Saved data entries:
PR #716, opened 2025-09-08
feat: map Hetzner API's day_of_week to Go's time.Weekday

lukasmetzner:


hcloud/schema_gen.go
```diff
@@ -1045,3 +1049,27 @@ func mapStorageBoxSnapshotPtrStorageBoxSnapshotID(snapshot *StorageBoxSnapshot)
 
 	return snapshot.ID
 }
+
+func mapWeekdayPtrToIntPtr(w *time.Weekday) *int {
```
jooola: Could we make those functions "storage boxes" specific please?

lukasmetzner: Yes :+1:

...

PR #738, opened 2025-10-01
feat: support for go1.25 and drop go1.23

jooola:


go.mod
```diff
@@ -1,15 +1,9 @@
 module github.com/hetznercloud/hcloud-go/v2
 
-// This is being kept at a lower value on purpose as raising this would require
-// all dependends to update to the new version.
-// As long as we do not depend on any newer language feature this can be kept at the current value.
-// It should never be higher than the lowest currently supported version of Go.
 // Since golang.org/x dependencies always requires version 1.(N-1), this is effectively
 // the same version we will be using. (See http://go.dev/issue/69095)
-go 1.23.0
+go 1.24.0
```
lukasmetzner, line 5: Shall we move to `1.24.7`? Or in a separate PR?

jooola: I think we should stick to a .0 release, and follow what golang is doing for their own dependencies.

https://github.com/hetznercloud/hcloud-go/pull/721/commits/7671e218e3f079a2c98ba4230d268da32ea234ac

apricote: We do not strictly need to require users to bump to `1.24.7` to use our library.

What is expected: Set down, unchanged, only those lines above that fall between the line with "jooola: I think" and the line with "apricote: We do", the two end lines included.

Answer area:
jooola: I think we should stick to a .0 release, and follow what golang is doing for their own dependencies.

https://github.com/hetznercloud/hcloud-go/pull/721/commits/7671e218e3f079a2c98ba4230d268da32ea234ac

apricote: We do not strictly need to require users to bump to `1.24.7` to use our library.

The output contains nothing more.